In Berry, Whitson & Berry v. Division of Employ. Sec., etc., 21 N.J. 73, 120 A.2d 742, the New Jersey Court, in applying the Krauss test, held a wife who quit her job and went to her parents' home in Maine on transfer of her husband from a New Jersey naval air station to Kansas, left her work 'voluntarily but with good cause' and hence was not disqualified. See also Department of Labor, etc. v. Unemployment C. Bd. of R., 133 Pa.Super. 518, 3 A.2d 211, 214; Moulton v. Iowa Employment Security Commission, 239 Iowa 1161, 34 N.W.2d 211; Wolf's v. Iowa Employment Security Commission, 244 Iowa 999, 59 N.W.2d 216.

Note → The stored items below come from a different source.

PR #2119, opened 2018-11-26
Windows build

rkimballn1:
With this you can build nbench with the INTERPRETER backend. You can build unit test too but I did not run those tests.

Here are the commands to build:
```
cmake ../ngraph -DNGRAPH_CPU_ENABLE=FALSE  -G "Visual Studio 15 2017 Win64"
cmake --build . --target nbench --config Release
```

The `-G` option is specified so we can build 64 bit. 32 bit is the default :(


shssf:
@rkimballn1 Is it possible to create simple build scripts in the project root?
For example as it is in https://github.com/intel/clDNN (`create_unixmake_gcc.sh` for Linux build and `create_msvc_mscc.bat` for Windows)

src/ngraph/runtime/reference/topk.hpp
```diff
@@ -28,6 +28,17 @@ namespace ngraph
     {
         namespace reference
         {
+            template <typename T, typename U>
```
diyessi: Why are these changed?

test/util/test_tools.cpp
```diff
@@ -31,57 +31,90 @@ vector<float> read_float_vector(shared_ptr<runtime::Tensor> tv)
     if (element_type == element::boolean)
     {
         vector<char> vec = read_vector<char>(tv);
-        float_vec = vector<float>(vec.begin(), vec.end());
+        for (char value : vec)
```
diyessi: Why are these changes here?

jbobba:
Are we going to enable Windows CI builds to keep this from breaking?

rkimballn1:
Closing but not deleting branch. This PR is too large and must be split into multiple smaller PRs. The first of these is #2177

PR #2120, opened 2018-11-26
Implement ngraph::element::Type as a wrapper around an enum

rkimballn1:
I have been wanting a way to use switch() with element::Type for a long, long time. This allows me to do just that *and* is does not change any of the current element::Type API.

As an example I used the new enum Type in the Interpreter backend.


rkimballn1:
@diyessi and @aprocter I think your suggestions are great but really are a separate PR. This PR is a no-impact change to element::Type. By `no-impact` I mean that zero code requires change in order to use this class. Everything is exactly as it was before, only the internals of the Type class have changed. I only added a `new` API to get an enum of the Type. Zero impact.

PR #2122, opened 2018-11-27
Support arg_reduce for int32 for nvGPU

AyanmoI:


src/ngraph/runtime/gpu/cudnn_emitter.cpp
```diff
@@ -158,13 +158,34 @@ cudnnDataType_t runtime::gpu::CUDNNEmitter::get_cudnn_datatype(const element::Ty
...
+    runtime::gpu::CUDNNEmitter::get_cudnn_workspace_size(const cudnnHandle_t& handle,
+                                                         const cudnnReduceTensorDescriptor_t& desc,
+                                                         const cudnnTensorDescriptor_t& input_desc,
+                                                         const cudnnTensorDescriptor_t& output_desc,
+                                                         size_t input_buffer_size)
+{
+    size_t workspace_size = 0;
+    CUDNN_SAFE_CALL(
+        cudnnGetReductionWorkspaceSize(handle, desc, input_desc, output_desc, &workspace_size));
+    if (workspace_size < input_buffer_size)
```
fengleitian: IS this still necessary?

src/ngraph/runtime/gpu/cudnn_emitter.cpp
```diff
@@ -158,13 +158,34 @@ cudnnDataType_t runtime::gpu::CUDNNEmitter::get_cudnn_datatype(const element::Ty
     return get_cudnn_datatype(dtype.c_type_string());
 }
 
+size_t
+    runtime::gpu::CUDNNEmitter::get_cudnn_workspace_size(const cudnnHandle_t& handle,
```
fengleitian: if this is only for reduce, should include the info in function name.

src/ngraph/runtime/gpu/cudnn_emitter.cpp
```diff
@@ -180,7 +201,8 @@ size_t runtime::gpu::CUDNNEmitter::build_reduce_forward(const cudnnReduceTensorO
     }
 
     auto& desc = m_descriptors.build<cudnnReduceTensorDescriptor_t>();
-    cudnnDataType_t data_type = get_cudnn_datatype(input_type);
+    auto modified_input_type = (input_type == element::i32) ? element::f64 : input_type;
```
fengleitian: why convert i32 to f64?

src/ngraph/runtime/gpu/cudnn_emitter.cpp
AyanmoI: Not sure abt that... @csullivan Can you please point me to the tests that captures this case?

src/ngraph/runtime/gpu/cudnn_emitter.cpp
AyanmoI: Since f32 would not be able to capture the complete range of i32 (only upto 2^24), we need to use f64. Hence, when the input is i32, we convert it to f64, and create descriptors accordingly

src/ngraph/runtime/gpu/cudnn_emitter.cpp
csullivan: I would expect this isn't necessary any more. This is the test that revealed the bug `softmax_axis_3d_double`. That said, softmax is now instrumented with cuda, not cudnn, so this test doesn't cover the issue any longer.

AyanmoI: In that case I can remove this conditional. Also the wrapper function seems to redundant then.

src/ngraph/runtime/gpu/cudnn_emitter.cpp
```diff
@@ -304,8 +330,69 @@ size_t runtime::gpu::CUDNNEmitter::build_reduce_forward(const cudnnReduceTensorO
...
+                                                              input_f64_ptr,
+                                                              beta,
+                                                              output_desc,
+                                                              reduce_buffer));
+                            debug_sync();
+                        }});
+                }
+                else
+                {
+                    reduce.reset(new gpu::primitive{
```
csullivan: nit: maybe use callbacks to simplify the logic: https://github.com/NervanaSystems/ngraph/compare/amoitra/arg_reduce_int32...cs/amoitra/arg_reduce_int32

src/ngraph/runtime/gpu/cudnn_emitter.hpp
```diff
@@ -50,6 +50,7 @@ namespace ngraph
                 std::vector<int> get_vector_int_from_size_t(const std::vector<size_t>&);
             }
             class GPUPrimitiveEmitter;
+            class GPUAllocator;
```
csullivan: nit: Is this needed?

AyanmoI: Thnks :) Good catch! This was from a previous version of my code where I had wrapper function for getting the workspace.

PR #2126, opened 2018-11-27
generic layout methods for elementwise kernels.

jbobba:
Can wait till post-beta. I'm not sure if it improves perf on any of the models that we currently run but it is good to handle more cases.


src/ngraph/runtime/cpu/pass/cpu_layout.cpp
```diff
@@ -268,6 +266,59 @@ void runtime::cpu::pass::CPULayout::set_native_layouts(
...
+                    !mkldnn_utils::is_mkldnn_padded_layout(
+                        arg_mds[1], ngraph::get_default_order(node->get_input_shape(1)));
+    if (mkldnn_utils::use_mkldnn_kernel(node.get()) || md_check)
+    {
+        vector<memory::desc> i_mds;
+        vector<memory::desc> o_mds;
+        int select = 0;
+        if (std::getenv("NGRAPH_PASS_CPU_LAYOUT_ELTWISE") != nullptr)
+        {
+            const int user_select = std::atoi(std::getenv("NGRAPH_PASS_CPU_LAYOUT_ELTWISE"));
```
Krovatkin: should we make one of those static so we don't have to recompute it in every compilation?

src/ngraph/runtime/cpu/pass/cpu_layout.cpp
```diff
@@ -268,6 +266,59 @@ void runtime::cpu::pass::CPULayout::set_native_layouts(
...
+        o_mds.push_back(input_md);
+        set_output_layouts(node, o_mds);
+    }
+    else
+    {
+        set_native_layouts(external_function, node);
+    }
+}
+
+void set_layouts_binaryeltwise(ngraph::runtime::cpu::CPU_ExternalFunction* external_function,
```
pruthviIntel: why this is not made static?

PR #3297, opened 2019-07-24
Add Output support for a number of builders

diyessi:
Preparatory work for starting to add Output<Node> support to fused ops.


src/ngraph/builder/autobroadcast.cpp
```diff
@@ -150,39 +150,38 @@ namespace ngraph
...
             }
 
-            return return_node;
+            return return_value;
         }
 
-        std::pair<std::shared_ptr<Node>, std::shared_ptr<Node>>
-            numpy_broadcast(const std::pair<std::shared_ptr<Node>, std::shared_ptr<Node>>& args)
+        std::pair<Output<Node>, Output<Node>>
+            numpy_broadcast_values(const std::pair<Output<Node>, Output<Node>>& args)
```
aprocter: Instead of adding these functions with the `_values` suffix, could you try keeping the existing ones and having them keep `Output<Node>` as arguments but return `shared_ptr<Node>` as results?

If that doesn't work: I'm a little worried that the `_values` suffix on the function names is hard to understand. Maybe `_from_outputs`?

postrational:
This is semantically a little confusing. We're now using the type `Output` for most inputs...

src/ngraph/op/util/rnn_cell_base.hpp
```diff
@@ -101,16 +99,15 @@ namespace ngraph
...
+                static std::shared_ptr<Node> mul(const Output<Node>& lhs, const Output<Node>& rhs);
                 ///
                 /// \brief      Creates node with element-wise clip operation with numpy broadcasting.
                 ///
                 /// \param[in]  data   The input tensor for clipping.
                 ///
                 /// \return     Node with element-wise clip operation.
                 ///
-                std::shared_ptr<Node> clip(const std::shared_ptr<Node>& data) const;
+                std::shared_ptr<Node> clip(const Output<Node>& data) const;
```
tsocha: `Output` type for input data is little confusing, isn't it?
Maybe it's worth adding an some kind of alias to it?

diyessi: An `Output` of an op provides a value for an `Input` of another op.

aprocter: @tsocha We've been chatting about this a little bit. I think the "Input/Output" nomenclature feels right when you are talking about the graph as a whole or doing rewrites post-construction, but I agree that when you are building the graph in an "applicative" style it sometimes reads a bit strangely. It might be a matter of getting people used to the new style, or maybe an alias is in order as you suggest.

Any thoughts on what a good alias/different name might be?

postrational: It feels like this represents an edge of the graph, or a connection between 2 nodes. 
Perhaps a name like `Connection` or `Link` could work?

aprocter: I don't think `Connection` or `Link` (or, say, `Edge`) is quite right, because the object in question really only corresponds to an output, and has no affinity with any particular target input. It's used in other contexts to say things like `n->output(i).get_partial_shape()` (where `n->output(i)` is an `Output<Node>`).

I wonder if `Value` as an alias for `Output<Node>` might make sense? Maybe something like `InputSource`?

tsocha: The easiest way is to use `Input` as an alias but is this name already used?
`InputSource` is seems good as well.

aprocter: `Input` is already taken, yeah. (It refers to an "input port" of a node, and the distinction is important at later phases when we are rewriting graphs.)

The contrary view was expressed by three Justices in Lyons v. Appeal Board of Michigan Employ. Sec. Com'n, 363 Mich. 201, 108 N.W.2d 849. An employee laid off in Detroit travelled 273 miles from home to take a job which he shortly left. Three justices held the quit was involuntary, without consideration of 'voluntarily without good cause attributable to his employer.' Three justices were of the view the quit was voluntary, applying the 'good cause' provision, and the seventh held the question of fact had been decided adversely to the employee by the Commission. See contra, Kilgore v. Industrial Commission, 337 S.W.2d 91, 90 A.L.R.2d 825 (Mo.Ct.App.).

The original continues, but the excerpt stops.